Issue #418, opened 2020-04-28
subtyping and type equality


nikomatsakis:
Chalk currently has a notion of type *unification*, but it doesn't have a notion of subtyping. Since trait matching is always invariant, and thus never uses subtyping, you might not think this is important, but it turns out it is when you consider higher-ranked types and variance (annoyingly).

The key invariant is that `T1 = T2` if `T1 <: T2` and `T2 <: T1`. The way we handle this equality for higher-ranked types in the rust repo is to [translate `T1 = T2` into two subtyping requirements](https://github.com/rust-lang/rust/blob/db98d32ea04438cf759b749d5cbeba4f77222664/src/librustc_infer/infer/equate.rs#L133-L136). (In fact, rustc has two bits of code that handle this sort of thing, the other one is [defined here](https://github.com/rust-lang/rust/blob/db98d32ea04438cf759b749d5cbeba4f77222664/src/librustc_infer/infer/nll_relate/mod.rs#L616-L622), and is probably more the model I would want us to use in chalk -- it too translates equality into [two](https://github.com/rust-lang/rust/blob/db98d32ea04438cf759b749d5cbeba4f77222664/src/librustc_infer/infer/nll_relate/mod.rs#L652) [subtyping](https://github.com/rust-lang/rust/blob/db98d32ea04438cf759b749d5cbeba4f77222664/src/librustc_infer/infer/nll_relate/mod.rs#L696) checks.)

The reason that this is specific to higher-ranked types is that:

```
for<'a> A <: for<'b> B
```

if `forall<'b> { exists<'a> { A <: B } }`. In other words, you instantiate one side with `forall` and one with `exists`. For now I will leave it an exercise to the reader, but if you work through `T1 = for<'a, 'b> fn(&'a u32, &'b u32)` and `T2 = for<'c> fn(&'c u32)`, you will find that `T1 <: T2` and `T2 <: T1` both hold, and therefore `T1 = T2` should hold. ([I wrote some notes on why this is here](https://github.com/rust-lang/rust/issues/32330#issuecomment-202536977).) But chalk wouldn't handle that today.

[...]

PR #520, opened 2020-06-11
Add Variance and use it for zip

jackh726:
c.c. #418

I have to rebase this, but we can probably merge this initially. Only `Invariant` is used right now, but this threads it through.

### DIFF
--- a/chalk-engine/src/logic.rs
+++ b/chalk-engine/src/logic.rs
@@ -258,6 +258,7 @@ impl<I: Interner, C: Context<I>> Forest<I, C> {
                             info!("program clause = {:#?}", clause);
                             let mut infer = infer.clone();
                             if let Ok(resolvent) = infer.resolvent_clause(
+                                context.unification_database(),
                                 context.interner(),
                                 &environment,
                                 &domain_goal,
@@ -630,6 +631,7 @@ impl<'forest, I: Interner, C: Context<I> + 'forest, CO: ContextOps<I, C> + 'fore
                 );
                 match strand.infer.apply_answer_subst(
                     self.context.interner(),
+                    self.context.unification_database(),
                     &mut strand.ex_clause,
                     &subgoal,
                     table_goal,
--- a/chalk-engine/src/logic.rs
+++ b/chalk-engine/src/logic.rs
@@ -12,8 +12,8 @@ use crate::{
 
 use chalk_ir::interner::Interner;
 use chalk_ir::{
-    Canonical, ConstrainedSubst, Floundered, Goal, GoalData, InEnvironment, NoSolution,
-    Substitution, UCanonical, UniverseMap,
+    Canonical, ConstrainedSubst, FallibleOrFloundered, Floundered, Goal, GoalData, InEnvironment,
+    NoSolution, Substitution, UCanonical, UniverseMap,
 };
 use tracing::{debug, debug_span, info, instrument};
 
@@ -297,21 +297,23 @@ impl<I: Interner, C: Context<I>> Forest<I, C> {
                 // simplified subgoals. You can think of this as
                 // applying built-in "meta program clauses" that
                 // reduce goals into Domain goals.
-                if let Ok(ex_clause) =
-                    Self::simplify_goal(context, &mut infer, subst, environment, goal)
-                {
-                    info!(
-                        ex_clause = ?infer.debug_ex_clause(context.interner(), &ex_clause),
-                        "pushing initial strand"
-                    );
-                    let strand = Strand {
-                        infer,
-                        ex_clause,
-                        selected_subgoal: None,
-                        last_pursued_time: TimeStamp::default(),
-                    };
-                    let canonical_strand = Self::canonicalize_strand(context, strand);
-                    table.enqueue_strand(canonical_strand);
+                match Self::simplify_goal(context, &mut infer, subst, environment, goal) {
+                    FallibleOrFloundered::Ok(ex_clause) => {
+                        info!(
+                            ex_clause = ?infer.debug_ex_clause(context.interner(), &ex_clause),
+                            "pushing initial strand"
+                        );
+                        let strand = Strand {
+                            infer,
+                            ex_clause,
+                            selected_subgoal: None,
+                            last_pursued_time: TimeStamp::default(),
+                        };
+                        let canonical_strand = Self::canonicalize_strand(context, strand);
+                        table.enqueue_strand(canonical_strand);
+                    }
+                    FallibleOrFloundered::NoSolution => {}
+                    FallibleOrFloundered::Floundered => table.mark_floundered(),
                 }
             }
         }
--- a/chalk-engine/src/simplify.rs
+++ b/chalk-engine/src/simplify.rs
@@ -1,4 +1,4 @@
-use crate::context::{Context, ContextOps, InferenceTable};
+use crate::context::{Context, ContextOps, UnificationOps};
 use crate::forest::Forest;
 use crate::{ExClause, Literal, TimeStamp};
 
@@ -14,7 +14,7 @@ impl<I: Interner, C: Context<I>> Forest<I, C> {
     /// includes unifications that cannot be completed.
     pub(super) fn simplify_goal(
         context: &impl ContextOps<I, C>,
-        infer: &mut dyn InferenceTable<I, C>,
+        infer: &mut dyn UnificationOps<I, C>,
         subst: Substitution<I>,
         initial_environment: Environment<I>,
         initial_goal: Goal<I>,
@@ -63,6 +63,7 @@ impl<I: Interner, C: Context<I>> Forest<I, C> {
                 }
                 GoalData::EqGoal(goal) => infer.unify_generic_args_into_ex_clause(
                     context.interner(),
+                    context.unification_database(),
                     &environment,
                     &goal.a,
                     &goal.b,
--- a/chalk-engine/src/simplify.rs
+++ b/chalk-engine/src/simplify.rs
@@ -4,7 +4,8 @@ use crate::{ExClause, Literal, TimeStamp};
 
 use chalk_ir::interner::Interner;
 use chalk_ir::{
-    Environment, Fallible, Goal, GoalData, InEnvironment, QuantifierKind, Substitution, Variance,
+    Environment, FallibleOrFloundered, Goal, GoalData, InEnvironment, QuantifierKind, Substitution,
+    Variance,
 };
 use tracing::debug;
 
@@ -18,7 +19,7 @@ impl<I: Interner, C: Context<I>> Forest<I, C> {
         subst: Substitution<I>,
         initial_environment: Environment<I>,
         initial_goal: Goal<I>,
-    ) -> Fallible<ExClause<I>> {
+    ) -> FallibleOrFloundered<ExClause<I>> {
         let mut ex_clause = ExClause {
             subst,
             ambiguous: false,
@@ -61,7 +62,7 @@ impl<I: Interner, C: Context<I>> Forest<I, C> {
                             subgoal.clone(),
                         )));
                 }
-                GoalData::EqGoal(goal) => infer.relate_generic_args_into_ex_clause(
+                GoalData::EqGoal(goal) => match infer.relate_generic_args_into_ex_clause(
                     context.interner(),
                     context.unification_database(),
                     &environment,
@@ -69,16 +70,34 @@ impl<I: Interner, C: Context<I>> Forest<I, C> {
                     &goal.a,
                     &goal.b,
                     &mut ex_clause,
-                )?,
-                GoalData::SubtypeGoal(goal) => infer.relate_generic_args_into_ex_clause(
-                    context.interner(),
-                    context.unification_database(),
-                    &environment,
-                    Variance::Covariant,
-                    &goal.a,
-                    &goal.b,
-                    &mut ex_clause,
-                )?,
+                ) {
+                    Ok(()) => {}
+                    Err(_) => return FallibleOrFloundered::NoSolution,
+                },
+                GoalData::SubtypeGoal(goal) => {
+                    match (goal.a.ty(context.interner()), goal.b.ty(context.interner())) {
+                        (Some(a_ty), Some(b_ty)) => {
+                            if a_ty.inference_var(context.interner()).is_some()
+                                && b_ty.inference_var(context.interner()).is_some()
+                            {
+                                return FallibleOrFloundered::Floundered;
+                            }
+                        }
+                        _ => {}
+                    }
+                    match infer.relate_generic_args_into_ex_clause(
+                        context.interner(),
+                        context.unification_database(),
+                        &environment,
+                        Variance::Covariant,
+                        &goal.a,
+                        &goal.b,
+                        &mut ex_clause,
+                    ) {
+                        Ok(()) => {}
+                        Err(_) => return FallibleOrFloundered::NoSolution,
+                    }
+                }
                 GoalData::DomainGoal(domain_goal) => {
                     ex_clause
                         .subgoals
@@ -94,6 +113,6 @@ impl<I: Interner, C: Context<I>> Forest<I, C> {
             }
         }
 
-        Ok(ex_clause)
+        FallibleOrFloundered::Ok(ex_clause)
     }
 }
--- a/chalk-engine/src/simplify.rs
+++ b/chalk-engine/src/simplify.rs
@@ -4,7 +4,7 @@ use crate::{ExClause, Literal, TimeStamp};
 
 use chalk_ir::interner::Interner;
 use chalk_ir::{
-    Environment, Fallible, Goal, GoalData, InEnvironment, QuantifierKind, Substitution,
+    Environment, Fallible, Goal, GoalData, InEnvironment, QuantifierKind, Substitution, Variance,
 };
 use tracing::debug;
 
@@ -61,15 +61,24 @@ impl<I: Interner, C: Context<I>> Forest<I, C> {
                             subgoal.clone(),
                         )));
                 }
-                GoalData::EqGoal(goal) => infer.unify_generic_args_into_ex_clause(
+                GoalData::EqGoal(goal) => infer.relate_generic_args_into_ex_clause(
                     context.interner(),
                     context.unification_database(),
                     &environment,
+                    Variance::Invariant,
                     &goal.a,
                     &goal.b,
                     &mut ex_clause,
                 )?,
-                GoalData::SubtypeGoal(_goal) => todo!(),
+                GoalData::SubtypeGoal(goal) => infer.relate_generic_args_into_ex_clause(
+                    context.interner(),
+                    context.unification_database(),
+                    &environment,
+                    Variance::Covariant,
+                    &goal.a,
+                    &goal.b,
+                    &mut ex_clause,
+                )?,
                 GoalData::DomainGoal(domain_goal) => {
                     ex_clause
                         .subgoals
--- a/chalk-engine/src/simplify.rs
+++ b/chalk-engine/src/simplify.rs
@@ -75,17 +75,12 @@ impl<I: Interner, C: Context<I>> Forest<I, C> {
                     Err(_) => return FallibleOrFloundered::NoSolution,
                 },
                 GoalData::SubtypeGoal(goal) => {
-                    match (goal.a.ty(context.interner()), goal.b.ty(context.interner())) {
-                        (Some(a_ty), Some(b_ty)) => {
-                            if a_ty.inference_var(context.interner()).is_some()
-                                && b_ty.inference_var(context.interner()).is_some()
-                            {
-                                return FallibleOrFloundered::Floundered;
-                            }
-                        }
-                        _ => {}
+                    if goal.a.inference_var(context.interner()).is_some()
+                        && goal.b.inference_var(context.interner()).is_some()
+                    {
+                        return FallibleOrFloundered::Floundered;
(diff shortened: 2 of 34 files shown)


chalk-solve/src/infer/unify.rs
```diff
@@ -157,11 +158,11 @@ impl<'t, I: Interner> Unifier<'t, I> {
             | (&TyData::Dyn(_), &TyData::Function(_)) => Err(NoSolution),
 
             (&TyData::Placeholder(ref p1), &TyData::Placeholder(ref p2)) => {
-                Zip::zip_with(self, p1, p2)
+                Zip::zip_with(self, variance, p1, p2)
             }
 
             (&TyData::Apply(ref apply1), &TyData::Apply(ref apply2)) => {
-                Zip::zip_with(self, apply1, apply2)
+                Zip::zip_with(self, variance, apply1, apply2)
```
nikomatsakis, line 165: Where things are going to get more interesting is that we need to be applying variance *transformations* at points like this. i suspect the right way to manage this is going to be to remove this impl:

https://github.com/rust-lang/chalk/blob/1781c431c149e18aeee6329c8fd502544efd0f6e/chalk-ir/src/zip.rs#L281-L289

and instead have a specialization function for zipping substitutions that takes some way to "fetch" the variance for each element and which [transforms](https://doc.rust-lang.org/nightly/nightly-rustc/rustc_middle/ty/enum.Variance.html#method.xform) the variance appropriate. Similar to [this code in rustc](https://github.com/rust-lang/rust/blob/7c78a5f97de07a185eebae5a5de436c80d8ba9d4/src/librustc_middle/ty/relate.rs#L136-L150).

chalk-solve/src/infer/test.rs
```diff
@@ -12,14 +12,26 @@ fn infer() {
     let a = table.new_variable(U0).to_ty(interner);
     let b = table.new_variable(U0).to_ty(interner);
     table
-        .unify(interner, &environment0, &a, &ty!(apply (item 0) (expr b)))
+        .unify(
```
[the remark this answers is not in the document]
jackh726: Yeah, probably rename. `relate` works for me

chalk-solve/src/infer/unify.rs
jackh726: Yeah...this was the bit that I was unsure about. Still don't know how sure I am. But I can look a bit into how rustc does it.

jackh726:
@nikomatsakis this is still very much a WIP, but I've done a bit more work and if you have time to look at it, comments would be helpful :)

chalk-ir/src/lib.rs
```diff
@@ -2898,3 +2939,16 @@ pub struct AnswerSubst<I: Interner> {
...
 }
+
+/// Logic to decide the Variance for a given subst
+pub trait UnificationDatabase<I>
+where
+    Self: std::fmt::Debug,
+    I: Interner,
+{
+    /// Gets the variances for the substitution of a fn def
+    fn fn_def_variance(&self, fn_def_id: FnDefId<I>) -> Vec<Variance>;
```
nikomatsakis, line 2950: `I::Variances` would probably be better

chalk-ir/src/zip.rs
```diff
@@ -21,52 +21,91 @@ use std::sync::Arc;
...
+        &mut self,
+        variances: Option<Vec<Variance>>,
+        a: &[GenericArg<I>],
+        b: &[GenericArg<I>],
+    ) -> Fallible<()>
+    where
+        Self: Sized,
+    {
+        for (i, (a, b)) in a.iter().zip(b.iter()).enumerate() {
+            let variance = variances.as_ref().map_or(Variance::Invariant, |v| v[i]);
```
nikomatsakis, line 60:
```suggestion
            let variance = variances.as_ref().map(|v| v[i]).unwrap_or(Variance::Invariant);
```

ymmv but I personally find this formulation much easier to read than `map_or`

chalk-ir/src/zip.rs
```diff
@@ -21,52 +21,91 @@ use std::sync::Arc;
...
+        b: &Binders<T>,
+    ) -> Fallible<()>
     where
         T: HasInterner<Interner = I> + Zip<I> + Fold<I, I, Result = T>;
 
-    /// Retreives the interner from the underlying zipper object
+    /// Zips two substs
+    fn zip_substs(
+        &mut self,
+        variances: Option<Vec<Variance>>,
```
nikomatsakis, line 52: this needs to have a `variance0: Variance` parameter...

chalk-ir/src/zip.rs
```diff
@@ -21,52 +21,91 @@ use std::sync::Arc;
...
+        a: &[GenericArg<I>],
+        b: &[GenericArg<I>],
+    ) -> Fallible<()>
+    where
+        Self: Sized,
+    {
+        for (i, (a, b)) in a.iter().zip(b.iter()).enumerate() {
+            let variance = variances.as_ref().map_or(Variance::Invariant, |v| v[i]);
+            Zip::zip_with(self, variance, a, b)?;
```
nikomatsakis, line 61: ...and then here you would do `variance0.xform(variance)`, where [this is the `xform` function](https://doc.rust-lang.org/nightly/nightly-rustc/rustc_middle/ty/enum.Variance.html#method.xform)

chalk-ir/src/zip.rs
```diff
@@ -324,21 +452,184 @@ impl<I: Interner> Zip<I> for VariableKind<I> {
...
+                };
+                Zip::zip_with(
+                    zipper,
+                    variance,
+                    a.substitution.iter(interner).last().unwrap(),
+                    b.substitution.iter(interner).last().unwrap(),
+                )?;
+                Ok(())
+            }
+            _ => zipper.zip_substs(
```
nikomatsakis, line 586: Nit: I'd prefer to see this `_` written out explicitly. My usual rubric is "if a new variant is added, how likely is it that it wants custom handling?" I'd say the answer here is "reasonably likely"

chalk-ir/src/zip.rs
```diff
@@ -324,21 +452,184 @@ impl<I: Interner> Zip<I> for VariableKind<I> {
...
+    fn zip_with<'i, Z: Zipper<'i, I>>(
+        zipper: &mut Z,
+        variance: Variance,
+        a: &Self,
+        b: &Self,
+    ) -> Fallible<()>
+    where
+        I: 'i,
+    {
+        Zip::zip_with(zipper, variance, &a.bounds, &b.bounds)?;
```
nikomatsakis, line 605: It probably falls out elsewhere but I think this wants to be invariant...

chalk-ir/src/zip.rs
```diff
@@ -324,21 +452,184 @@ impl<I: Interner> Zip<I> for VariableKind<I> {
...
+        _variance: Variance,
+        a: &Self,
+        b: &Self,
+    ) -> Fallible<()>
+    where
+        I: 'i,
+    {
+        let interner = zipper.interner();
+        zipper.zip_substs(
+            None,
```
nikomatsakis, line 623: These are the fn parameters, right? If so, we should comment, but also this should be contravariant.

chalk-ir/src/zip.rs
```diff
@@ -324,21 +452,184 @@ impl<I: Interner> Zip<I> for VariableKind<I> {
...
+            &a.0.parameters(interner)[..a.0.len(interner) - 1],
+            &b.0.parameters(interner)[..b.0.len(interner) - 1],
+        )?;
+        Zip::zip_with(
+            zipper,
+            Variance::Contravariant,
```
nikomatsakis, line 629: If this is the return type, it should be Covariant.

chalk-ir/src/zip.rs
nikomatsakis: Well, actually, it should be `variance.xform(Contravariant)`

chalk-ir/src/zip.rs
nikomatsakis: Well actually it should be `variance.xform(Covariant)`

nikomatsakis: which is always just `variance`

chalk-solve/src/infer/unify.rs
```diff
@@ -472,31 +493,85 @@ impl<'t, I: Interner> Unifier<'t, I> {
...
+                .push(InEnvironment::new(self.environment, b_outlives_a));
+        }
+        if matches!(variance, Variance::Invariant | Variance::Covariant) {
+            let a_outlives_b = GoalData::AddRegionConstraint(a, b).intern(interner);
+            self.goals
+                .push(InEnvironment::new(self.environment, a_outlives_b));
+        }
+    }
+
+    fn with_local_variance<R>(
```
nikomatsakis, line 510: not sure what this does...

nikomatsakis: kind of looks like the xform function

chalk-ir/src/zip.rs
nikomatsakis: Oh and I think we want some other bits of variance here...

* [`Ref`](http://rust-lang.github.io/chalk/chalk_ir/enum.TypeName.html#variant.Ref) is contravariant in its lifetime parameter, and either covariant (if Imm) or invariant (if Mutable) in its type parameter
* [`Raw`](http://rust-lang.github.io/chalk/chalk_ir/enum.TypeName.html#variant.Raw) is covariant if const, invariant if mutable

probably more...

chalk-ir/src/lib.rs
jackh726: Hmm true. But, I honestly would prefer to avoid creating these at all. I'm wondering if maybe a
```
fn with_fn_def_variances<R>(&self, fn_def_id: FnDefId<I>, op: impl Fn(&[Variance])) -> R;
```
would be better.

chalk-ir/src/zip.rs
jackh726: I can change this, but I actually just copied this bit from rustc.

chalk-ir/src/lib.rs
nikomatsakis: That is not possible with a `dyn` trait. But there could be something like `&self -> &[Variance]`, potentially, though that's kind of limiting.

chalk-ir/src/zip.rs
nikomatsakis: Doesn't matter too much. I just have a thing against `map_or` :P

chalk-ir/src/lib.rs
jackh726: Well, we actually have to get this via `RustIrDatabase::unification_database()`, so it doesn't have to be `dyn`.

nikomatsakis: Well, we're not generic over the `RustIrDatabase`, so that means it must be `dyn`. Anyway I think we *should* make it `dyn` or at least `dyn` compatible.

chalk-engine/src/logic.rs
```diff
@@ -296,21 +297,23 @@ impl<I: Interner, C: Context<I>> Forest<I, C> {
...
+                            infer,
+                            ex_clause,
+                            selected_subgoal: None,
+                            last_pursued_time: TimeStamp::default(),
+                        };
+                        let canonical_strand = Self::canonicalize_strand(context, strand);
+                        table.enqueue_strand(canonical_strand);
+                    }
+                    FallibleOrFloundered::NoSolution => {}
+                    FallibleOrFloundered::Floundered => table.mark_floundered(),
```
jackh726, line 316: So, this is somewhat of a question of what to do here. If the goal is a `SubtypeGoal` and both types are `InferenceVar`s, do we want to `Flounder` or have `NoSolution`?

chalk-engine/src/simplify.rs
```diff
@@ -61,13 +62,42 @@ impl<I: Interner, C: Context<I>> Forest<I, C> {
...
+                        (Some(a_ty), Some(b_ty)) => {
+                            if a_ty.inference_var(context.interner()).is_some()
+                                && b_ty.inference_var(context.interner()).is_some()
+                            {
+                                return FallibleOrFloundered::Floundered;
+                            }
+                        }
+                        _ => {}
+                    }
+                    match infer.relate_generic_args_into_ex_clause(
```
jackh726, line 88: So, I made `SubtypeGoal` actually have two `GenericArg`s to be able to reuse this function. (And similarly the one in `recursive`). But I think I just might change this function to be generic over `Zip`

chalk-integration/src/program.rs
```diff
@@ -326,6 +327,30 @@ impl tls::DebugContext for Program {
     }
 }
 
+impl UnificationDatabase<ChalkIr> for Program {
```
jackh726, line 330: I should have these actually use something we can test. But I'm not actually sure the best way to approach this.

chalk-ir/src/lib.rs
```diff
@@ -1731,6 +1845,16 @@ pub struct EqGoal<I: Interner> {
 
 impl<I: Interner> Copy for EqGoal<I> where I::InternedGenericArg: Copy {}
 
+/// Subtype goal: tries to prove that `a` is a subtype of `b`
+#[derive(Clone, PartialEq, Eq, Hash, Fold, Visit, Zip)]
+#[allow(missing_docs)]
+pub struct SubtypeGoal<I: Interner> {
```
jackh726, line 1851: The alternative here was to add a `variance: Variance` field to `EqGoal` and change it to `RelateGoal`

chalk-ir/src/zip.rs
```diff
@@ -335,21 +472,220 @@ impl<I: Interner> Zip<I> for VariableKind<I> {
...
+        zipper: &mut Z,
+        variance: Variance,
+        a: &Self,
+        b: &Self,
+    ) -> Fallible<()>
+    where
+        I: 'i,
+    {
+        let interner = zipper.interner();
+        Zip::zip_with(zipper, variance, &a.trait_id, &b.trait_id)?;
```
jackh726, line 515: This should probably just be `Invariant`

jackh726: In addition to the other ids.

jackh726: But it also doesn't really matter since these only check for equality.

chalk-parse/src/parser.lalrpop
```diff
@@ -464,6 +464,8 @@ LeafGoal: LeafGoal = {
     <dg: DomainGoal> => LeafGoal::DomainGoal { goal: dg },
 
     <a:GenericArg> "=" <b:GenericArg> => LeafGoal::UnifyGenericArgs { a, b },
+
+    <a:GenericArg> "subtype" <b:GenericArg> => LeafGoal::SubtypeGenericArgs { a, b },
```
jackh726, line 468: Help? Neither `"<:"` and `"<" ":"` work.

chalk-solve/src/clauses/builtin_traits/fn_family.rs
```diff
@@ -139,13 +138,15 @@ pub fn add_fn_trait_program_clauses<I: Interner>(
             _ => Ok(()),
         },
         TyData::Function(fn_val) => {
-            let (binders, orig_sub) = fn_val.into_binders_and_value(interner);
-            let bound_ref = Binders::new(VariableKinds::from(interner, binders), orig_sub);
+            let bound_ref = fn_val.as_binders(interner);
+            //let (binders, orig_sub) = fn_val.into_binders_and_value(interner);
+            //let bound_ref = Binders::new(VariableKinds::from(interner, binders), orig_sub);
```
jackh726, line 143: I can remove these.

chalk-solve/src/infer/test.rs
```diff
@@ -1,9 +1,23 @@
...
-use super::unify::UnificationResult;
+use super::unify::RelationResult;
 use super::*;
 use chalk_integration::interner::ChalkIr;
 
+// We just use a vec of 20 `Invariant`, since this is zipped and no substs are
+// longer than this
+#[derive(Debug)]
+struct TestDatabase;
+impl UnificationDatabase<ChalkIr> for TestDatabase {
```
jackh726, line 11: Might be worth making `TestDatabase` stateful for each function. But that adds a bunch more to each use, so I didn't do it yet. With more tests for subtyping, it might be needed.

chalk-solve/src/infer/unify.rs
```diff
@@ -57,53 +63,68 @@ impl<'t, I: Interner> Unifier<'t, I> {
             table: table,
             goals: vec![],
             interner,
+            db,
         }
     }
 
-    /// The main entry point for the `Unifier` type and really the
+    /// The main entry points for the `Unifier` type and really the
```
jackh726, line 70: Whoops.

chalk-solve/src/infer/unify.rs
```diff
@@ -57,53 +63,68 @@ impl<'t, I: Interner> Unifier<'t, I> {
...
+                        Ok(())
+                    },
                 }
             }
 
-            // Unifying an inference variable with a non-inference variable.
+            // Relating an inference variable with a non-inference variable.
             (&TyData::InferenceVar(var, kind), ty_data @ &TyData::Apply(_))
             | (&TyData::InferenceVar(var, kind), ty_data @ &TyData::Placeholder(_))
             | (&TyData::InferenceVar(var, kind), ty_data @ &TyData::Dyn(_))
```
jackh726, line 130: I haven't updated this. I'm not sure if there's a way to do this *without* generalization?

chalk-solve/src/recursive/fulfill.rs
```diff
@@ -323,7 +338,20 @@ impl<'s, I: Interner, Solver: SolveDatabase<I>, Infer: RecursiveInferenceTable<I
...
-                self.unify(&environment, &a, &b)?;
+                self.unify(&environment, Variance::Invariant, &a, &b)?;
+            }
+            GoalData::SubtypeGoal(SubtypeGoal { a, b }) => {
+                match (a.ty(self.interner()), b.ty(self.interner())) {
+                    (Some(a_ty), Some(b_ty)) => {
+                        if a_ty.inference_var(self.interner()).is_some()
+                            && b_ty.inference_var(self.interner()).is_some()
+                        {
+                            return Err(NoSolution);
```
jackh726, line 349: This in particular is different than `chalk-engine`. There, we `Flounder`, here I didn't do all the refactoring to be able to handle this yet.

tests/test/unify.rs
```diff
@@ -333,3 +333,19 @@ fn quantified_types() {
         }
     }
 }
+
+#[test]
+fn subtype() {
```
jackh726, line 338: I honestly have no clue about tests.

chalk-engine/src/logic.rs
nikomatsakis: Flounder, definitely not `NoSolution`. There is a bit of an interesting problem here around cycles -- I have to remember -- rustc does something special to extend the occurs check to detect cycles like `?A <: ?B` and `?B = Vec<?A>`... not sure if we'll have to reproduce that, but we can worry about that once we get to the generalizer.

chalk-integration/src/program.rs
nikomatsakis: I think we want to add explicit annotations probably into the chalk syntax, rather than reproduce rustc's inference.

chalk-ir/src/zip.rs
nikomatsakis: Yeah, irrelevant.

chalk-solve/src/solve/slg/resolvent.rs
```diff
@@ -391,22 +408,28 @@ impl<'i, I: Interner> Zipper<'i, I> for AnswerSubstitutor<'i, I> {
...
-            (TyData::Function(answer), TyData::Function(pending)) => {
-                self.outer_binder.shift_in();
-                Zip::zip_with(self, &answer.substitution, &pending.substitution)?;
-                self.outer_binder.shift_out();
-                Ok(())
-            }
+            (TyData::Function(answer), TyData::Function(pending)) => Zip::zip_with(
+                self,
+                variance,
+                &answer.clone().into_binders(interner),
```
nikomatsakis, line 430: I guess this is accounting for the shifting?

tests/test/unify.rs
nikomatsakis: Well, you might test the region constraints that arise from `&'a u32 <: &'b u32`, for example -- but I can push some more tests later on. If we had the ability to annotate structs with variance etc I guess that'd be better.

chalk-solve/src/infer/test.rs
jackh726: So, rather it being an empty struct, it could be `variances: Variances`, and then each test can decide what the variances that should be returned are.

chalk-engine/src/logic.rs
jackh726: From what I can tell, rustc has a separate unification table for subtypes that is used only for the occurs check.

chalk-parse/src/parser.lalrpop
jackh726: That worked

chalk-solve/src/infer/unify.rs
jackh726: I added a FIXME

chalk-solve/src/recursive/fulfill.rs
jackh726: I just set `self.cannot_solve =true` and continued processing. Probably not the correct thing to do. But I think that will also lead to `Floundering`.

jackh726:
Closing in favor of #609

What this task involves: If a line in the records above has the word "handle", copy it.

Result below:
The key invariant is that `T1 = T2` if `T1 <: T2` and `T2 <: T1`. The way we handle this equality for higher-ranked types in the rust repo is to [translate `T1 = T2` into two subtyping requirements](https://github.com/rust-lang/rust/blob/db98d32ea04438cf759b749d5cbeba4f77222664/src/librustc_infer/infer/equate.rs#L133-L136). (In fact, rustc has two bits of code that handle this sort of thing, the other one is [defined here](https://github.com/rust-lang/rust/blob/db98d32ea04438cf759b749d5cbeba4f77222664/src/librustc_infer/infer/nll_relate/mod.rs#L616-L622), and is probably more the model I would want us to use in chalk -- it too translates equality into [two](https://github.com/rust-lang/rust/blob/db98d32ea04438cf759b749d5cbeba4f77222664/src/librustc_infer/infer/nll_relate/mod.rs#L652) [subtyping](https://github.com/rust-lang/rust/blob/db98d32ea04438cf759b749d5cbeba4f77222664/src/librustc_infer/infer/nll_relate/mod.rs#L696) checks.)
if `forall<'b> { exists<'a> { A <: B } }`. In other words, you instantiate one side with `forall` and one with `exists`. For now I will leave it an exercise to the reader, but if you work through `T1 = for<'a, 'b> fn(&'a u32, &'b u32)` and `T2 = for<'c> fn(&'c u32)`, you will find that `T1 <: T2` and `T2 <: T1` both hold, and therefore `T1 = T2` should hold. ([I wrote some notes on why this is here](https://github.com/rust-lang/rust/issues/32330#issuecomment-202536977).) But chalk wouldn't handle that today.
jackh726, line 349: This in particular is different than `chalk-engine`. There, we `Flounder`, here I didn't do all the refactoring to be able to handle this yet.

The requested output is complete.